---- Data extracts

PR #878, opened 2026-05-10
fix(pty): stop clearing terminal scrollback on exit for normal-mode sessions

### LINKED ISSUE #877: Terminal does not output `nono run ...` correctly on 0.52.0
### What happened?

```
❯ nono --version
nono 0.52.0
❯ nono run -s --allow-cwd -- date
❯ nono run -s --allow-cwd -- date
```
No output within my terminal as you can see. Also having issues with running `nono` commands and output ends up truncated etc. Or it clears the whole screen. Shows up for a split second, disappears etc etc.

For the output to be logged correctly

### Steps to reproduce

```
nono 0.52.0

nono run -s --allow-cwd -- date
```
On GNOME, terminal 

### Relevant output or logs

```shell

```

### nono version

0.52.0

### Operating system

Linux

### OS version / distro

Fedora

_No response_

### Profile (if relevant)

```json

```

### Additional context

_No response_

SequeI:
## Linked Issue

Closes #877

## Summary

The PTY proxy unconditionally sent CSI ?1049l (exit alternate screen buffer) on every session teardown, even when the outer terminal was never put into alternate screen mode. On VTE-based terminals (GNOME Terminal, Tilix) and some iTerm2 versions, an unsolicited alt-screen exit restores an empty saved buffer, destroying the user's scrollback history. This made it appear as though nono wiped the terminal on exit.

Introduce TERMINAL_RESTORE_NORMAL, a restore escape that resets mouse modes, bracketed paste, focus events, and keyboard enhancements but omits CSI ?1049l and CSI 2J. All teardown paths now check the child's actual alternate screen state (via the vt100 parser) before choosing the restore escape: alt-screen sessions (vim, htop) still get the full CSI ?1049l restore, while normal-mode sessions (shells, Claude Code, curl) get the safe variant that preserves scrollback.

0.52.0 output below vs this PR output as comparison.

```
❯ nono run --allow-cwd -- date

  nono v0.52.0
  Capabilities:
  
  
❯ ./target/debug/nono run --allow-cwd -- date

  nono v0.52.0
  Capabilities:
    r   /home/<>/WORK/nono (dir)
       + 47 system/group paths (-v to show)
   net  outbound allowed

  Applying sandbox...

Mon 11 May 2026 01:09:38 IST
```

## Test Plan

Would appreciate input and testing from others to verify the fix, it works for me now but extra validation is best. cc @lukehinds @quinncomendant

## Checklist

### DIFF
--- a/crates/nono-cli/src/exec_strategy.rs
+++ b/crates/nono-cli/src/exec_strategy.rs
@@ -1754,8 +1754,8 @@ fn detach_client_for_session(pty: &mut crate::pty_proxy::PtyProxy) -> bool {
     pty.detach()
 }
 
-fn restore_terminal_after_detach() {
-    crate::pty_proxy::write_detach_terminal_reset(libc::STDOUT_FILENO);
+fn restore_terminal_after_detach(in_alt_screen: bool) {
+    crate::pty_proxy::write_detach_terminal_reset(libc::STDOUT_FILENO, in_alt_screen);
     crate::pty_proxy::write_detach_notice(libc::STDERR_FILENO);
 }
 
@@ -1797,8 +1797,13 @@ fn handle_pty_detach_request(
     if in_band_detach_requested {
         info!("PTY detach requested via in-band key sequence");
     }
-    if (pause_requested || in_band_detach_requested) && pty.is_some_and(detach_client_for_session) {
-        restore_terminal_after_detach();
+    if let Some(p) = pty {
+        if pause_requested || in_band_detach_requested {
+            let in_alt_screen = p.in_alt_screen();
+            if detach_client_for_session(p) {
+                restore_terminal_after_detach(in_alt_screen);
+            }
+        }
     }
 }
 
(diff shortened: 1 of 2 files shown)


lukehinds:
This may have originally been a result of trying to fix --detached mode, so its worth testing we have a happy medium between both

lukehinds:
I am seeing the same on mac as well - just testing your PR out.  This i think was introduced in f782ddcd2ae70acb663587024725de5ba4d43d0e and I missed the regression as I was overly focused on testing in a TUI

lukehinds:
Looks good! before merging, any chance we can add the two keyboard-mode resets to TERMINAL_RESTORE_NORMAL:

"\x1b[?1l", // disable application cursor keys
"\x1b>",    // normal keypad mode

Those were previously sent by the detach reset path through TERMINAL_RESTORE_AND_CLEAR_ESCAPE, so keeping them preserves existing terminal cleanup behavior without reintroducing a the alt-screen exit or screen clear issues we had before.

There is a nit issue , we should follow up for this, not block merging -a  normal child exit can still clear output from commands without a trailing newline, is worth handling as a follow-up. That needs a slightly broader teardown split between “release for parent prompt” and “release after normal child exit”, so it is better as a focused second PR

You can see this by running `nono run -s --allow-cwd -- printf cannot-see-me`

SequeI:
cc @lukehinds Added both resets, agreed other issue better in a follow up while we unblock users with this

Would be good for one last testing run, just to ensure nothing is broken

lukehinds (approved):

PR #916, opened 2026-05-13
feat(profiles): verify pack signer identities and allow use of org/repo pull format

lukehinds:
This change introduces new verification logic to ensure that installed packages were signed by the expected identity. It strengthens the security of package consumption by comparing the signer identity extracted from a package's Sigstore bundle against a pinned signer identity stored in the lockfile.

If a signer identity mismatch is detected, an error is returned, prompting the user to re-evaluate the package's provenance.

- Added `pinned_signer` to `verify_stored_bundles` to enable the comparison.
- Introduced `canonical_signer` to normalize signer URIs before comparison, focusing on repository/workflow rather than specific git refs.
- Ensured that if a profile is addressed directly by a package reference (e.g., `nono run some/pack`), that specific package is always included in the verification process, even if not explicitly listed in the profile's `packs` array.
- Made `is_registry_ref` public within the `nono-cli` crate to support the updated profile verification logic.

## Checklist

### DIFF
--- a/crates/nono-cli/src/profile/mod.rs
+++ b/crates/nono-cli/src/profile/mod.rs
@@ -1632,7 +1632,7 @@ pub fn load_profile_extends(name_or_path: &str) -> Option<Vec<String>> {
 
     // Pack-store: any installed pack that declares a profile artifact with
     // matching `install_as`.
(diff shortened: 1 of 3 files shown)


SequeI (approved):
lgtm!

PR #921, opened 2026-05-13
fix(proxy): honor explicit credential_format on custom inject headers

### LINKED ISSUE #919: Proxy strips Bearer prefix from credential injection on non-Authorization headers
### What happened?

In [crates/nono-proxy/src/credential.rs:154-160](https://github.com/always-further/nono/blob/fc5c9553b11631f8ec9157b43c3a032f1cc946a6/crates/nono-proxy/src/credential.rs#L149-L160), there's an auto-override that strips the Bearer prefix from any header that isn't Authorization.

Any custom_credentials route that uses a non-Authorization header with `credential_format: "Bearer {}"` silently injects the bare `token` instead of `Bearer <token>`. 

Do not change credential_format if I a custom is specified.

### Steps to reproduce

 Affected config pattern:
 
```json
"litellm": {
    "upstream": "https://litellm",
    "credential_key": "env://LITELLM_TOKEN",
    "inject_header": "x-litellm-api-key",
  }
```

Upstream returns 500 because the credential value is malformed. Hard to debug because the proxy logs show the request succeeding (allowed, forwarded), the credential format mismatch is invisible.

### Relevant output or logs

```shell

```

### nono version

0.53.0

### Operating system

macOS

### OS version / distro

macOS

_No response_

### Profile (if relevant)

```json

```

### Additional context

_No response_

SequeI:
## Linked Issue

Closes #919 

## Summary

Treat credential_format as optional (Option<String>) so omitted vs explicit 'Bearer {}' are distinct. Resolve defaults only when absent: Authorization -> Bearer {}, other headers -> bare {}. Manifest export and profile validation use the same resolution.

cc @panga lmk if this works now :)

## Checklist


panga (approved):
Perfect.

lukehinds (approved):

PR #937, opened 2026-05-15
docs(cli-security): add isolation scope and deployment model

lukehinds:
This commit adds a new "Isolation Scope and Deployment Model" section to the security model documentation.

The new content clarifies nono's role as a fine-grained, kernel-enforced capability control mechanism. It distinguishes nono from monolithic isolation stacks like containers or microVMs, detailing:

- What nono is (a syscall-level sandbox) and what it is not (a hypervisor or container runtime).
- How nono's effectiveness is proportional to the accuracy of the policy applied to the environment it runs in.
- How nono can be combined with hardware isolation (containers or microVMs) for the strongest possible guarantees.
- A comparison table illustrating different deployment models and their respective perimeters and granularities.
- Recommended postures for high-assurance deployments versus typical development, CI, and local agent use cases.

@SequeI let me know how this reads pls

### DIFF
--- a/docs/cli/internals/security-model.mdx
+++ b/docs/cli/internals/security-model.mdx
@@ -418,7 +418,7 @@ Supervised mode on macOS provides rollback snapshots (content-addressable filesy
 
 ## Isolation Scope and Deployment Model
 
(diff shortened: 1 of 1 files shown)


SequeI (approved):
lgtm, this read nice and concise!

PR #944, opened 2026-05-15
fix(pty): prevent keyboard mode reset in multiplexers

### LINKED ISSUE #941: nono running pi inside tmux breaks ESC hotkey
### What happened?

When running pi agent inside tmux with nono, the escape key inside pi stops working. When running outside tmux, everything is working as expected

I do run tmux with the following settings:
```
set-option -g allow-passthrough on
set-option -g extended-keys on
set -s extended-keys-format csi-u
```

Escape key should be forwarded correctly to pi.

### Steps to reproduce

1. Create profile called `pi` (JSON in the profile section)
2. Start tmux
3. Run `nono run --profile pi -- pi`
4. Hit escape key twice and see that nothing happens (it should open the tree picker)

### nono version

nono 0.54.0

### Operating system

macOS

### OS version / distro

macOS 26.3

### Profile (if relevant)

```json
{
  "extends": "default",
  "interactive": true,
  "meta": {
    "name": "pi",
  },
  "filesystem": {
    "allow": [
      "$HOME/.pi",
      "$HOME/.agents",
      "$TMPDIR",
    ],
    "read": [
      "$HOME/.cargo",
      "$HOME/go",
      "$HOME/.local/share/mise/installs"
    ],
  },
  "network": {
    "block": false
  },
    "(allow user-preference-read)"
  ],
  "groups": {
    "include": [
      "user_caches_macos",
      "node_runtime",
      "unlink_protection"
    ]
  }
}
```

### Additional context

I noticed that it stops working starting with version `0.52.0` of nono. 

I am running tmux `3.6a` and pi `0.74.0`.

lukehinds:
Previously, the `TERMINAL_RESTORE_NORMAL` sequence included `DECCKM off` (`\x1b[?1l`) and `DECPNM` (`\x1b>`), which disable application cursor keys and reset the keypad to normal mode.

Emitting these sequences directly to the outer PTY when running inside a terminal multiplexer (such as tmux, GNU screen, or Zellij) corrupts the multiplexer's internal keyboard-mode tracking. This issue leads to broken extended-key delivery for the running application (e.g., `ESC` via `CSI-u`).

To prevent this interference:

- The `DECCKM off` and `DECPNM` sequences have been moved into a new constant, `KEYBOARD_MODE_RESET`.
- A new `is_inside_multiplexer` function detects common terminal multiplexers by checking for environment variables like `TMUX`, `STY`, and `ZELLIJ`.
- The `KEYBOARD_MODE_RESET` sequences are now only emitted if the application is not in an alternative screen and is *not* detected as running inside a terminal multiplexer.

New unit tests confirm the correct separation and content of these terminal control sequence constants.

Fixes: #941

### DIFF
--- a/crates/nono-cli/src/pty_proxy.rs
+++ b/crates/nono-cli/src/pty_proxy.rs
@@ -102,8 +102,6 @@ const TERMINAL_RESTORE_AND_CLEAR_ESCAPE: &[u8] = concat!(
     "\x1b[?1005l\x1b[?1006l\x1b[?1015l", // disable mouse encodings
     "\x1b[?1004l", // disable focus events
     "\x1b[?2004l", // disable bracketed paste
-    "\x1b[?1l", // disable application cursor keys
-    "\x1b>",   // normal keypad mode
     "\x1b[?1049l", // exit alternate screen
     "\x1b[?25h", // show cursor
     "\x1b[2J\x1b[H", // clear screen + cursor home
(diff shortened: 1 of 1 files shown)


SequeI (approved):
LGTM! Thanks for cleaning up the `TERMINAL_RESTORE_NORMAL`  issue after me 😄

PR #948, opened 2026-05-16
fix(pty): forward bare ESC immediately in filter_client_input

### LINKED ISSUE #941: nono running pi inside tmux breaks ESC hotkey

caiocdcs:
## Linked Issue

Closes #941 

## Summary

When ESC is pressed alone inside tmux with `extended-keys-format csi-u`, `filter_client_input` buffers the bare `\x1b` byte waiting to see if a CSI-u detach sequence follows. It gets held until the next keystroke — at that point `\x1b` + the next byte arrive together, which the terminal interprets as Alt+key instead of plain ESC. This broke ESC in TUI apps like pi and opencode, introduced as a regression in v0.52.0.

To fix this:
- `filter_client_input` now uses `enumerate()` to look ahead in the current read batch.
- `\x1b` is only buffered for enhanced detach matching when `[` immediately follows in the same batch.
- A bare ESC with no `[` following is forwarded immediately.

I used AI to help me investigate the issue and reviewing the changes, they are plausible.

## Test Plan

Two regression tests added:
- `filter_client_input_forwards_bare_esc_immediately` — bare ESC is forwarded right away
- `filter_client_input_forwards_esc_not_paired_with_next_key` — ESC + non-`[` byte are both forwarded as-is

All existing `filter_client_input` tests pass, including chunked and full CSI-u detach sequences.

Also, tested with opencode and pi on ghostty/wezterm and it seems to be working.

## Checklist

### DIFF
--- a/CHANGELOG.md
+++ b/CHANGELOG.md
@@ -2,6 +2,10 @@
 
 ## Unreleased
 
+### Bug Fixes
+
+- *(pty)* Forward bare ESC immediately instead of buffering for CSI-u detach match, fixing ESC key in TUI apps inside tmux with `extended-keys-format csi-u` (#941)
+
 ### Notes
 
 - Socket grant state now records explicit socket scope. New subtree socket
--- a/crates/nono-cli/src/pty_proxy.rs
+++ b/crates/nono-cli/src/pty_proxy.rs
@@ -1035,7 +1035,7 @@ impl PtyProxy {
     }
     fn filter_client_input(&mut self, bytes: &[u8]) -> Vec<u8> {
         let mut forwarded = Vec::with_capacity(bytes.len());
-        for &byte in bytes {
+        for (i, &byte) in bytes.iter().enumerate() {
             if self.maybe_consume_enhanced_detach_byte(byte, &mut forwarded) {
                 continue;
             }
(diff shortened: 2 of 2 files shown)


lukehinds (approved):
Tested out well ! thanks for the PR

--------

Try it: From the records above, print only the lines between the one holding "I am running" and the one holding "to normal mode.", inclusive, exactly as they stand.

Solution:
I am running tmux `3.6a` and pi `0.74.0`.

lukehinds:
Previously, the `TERMINAL_RESTORE_NORMAL` sequence included `DECCKM off` (`\x1b[?1l`) and `DECPNM` (`\x1b>`), which disable application cursor keys and reset the keypad to normal mode.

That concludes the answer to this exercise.